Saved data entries
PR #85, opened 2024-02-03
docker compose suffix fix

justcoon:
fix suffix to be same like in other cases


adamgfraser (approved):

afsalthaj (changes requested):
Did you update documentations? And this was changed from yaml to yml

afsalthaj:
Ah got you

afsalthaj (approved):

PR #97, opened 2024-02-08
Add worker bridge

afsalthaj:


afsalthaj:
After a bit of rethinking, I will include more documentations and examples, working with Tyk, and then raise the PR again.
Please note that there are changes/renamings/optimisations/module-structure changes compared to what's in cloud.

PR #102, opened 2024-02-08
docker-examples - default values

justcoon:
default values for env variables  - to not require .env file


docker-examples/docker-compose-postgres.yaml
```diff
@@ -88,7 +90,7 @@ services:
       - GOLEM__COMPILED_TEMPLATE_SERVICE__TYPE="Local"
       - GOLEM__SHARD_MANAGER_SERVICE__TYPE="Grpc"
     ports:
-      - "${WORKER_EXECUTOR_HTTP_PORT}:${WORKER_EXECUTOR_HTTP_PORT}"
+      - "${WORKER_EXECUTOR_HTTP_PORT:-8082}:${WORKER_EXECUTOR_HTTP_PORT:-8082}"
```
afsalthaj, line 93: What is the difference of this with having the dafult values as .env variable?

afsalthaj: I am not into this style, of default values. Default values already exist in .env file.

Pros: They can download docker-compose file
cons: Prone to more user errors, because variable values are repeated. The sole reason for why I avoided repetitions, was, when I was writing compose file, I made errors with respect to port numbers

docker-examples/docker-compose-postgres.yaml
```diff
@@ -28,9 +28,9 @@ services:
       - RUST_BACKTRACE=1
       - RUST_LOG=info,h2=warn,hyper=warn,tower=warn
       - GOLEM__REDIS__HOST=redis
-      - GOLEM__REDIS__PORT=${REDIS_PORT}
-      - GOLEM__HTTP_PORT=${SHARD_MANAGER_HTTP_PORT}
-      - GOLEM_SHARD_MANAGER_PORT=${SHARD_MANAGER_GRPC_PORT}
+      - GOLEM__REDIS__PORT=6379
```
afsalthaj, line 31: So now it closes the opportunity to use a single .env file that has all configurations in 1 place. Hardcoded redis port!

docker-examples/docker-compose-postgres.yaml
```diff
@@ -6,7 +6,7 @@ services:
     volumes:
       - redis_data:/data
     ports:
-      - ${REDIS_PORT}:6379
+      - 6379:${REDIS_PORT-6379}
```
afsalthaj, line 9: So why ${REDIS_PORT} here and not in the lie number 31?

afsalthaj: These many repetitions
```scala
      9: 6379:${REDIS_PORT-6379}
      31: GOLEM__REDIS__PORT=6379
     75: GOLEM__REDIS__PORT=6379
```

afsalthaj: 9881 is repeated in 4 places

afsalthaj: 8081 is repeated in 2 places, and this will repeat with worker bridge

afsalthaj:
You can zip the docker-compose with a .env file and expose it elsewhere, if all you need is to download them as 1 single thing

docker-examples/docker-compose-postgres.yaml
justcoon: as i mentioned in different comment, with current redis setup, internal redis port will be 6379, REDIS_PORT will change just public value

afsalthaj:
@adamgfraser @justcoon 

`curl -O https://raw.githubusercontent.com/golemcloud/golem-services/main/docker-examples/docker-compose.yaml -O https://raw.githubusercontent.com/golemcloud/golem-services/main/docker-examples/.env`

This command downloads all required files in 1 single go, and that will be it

- _TASK GOAL_
Return every line from the entries that holds the string "more".

- _RESPONSE TO THE EXERCISE_
After a bit of rethinking, I will include more documentations and examples, working with Tyk, and then raise the PR again.
cons: Prone to more user errors, because variable values are repeated. The sole reason for why I avoided repetitions, was, when I was writing compose file, I made errors with respect to port numbers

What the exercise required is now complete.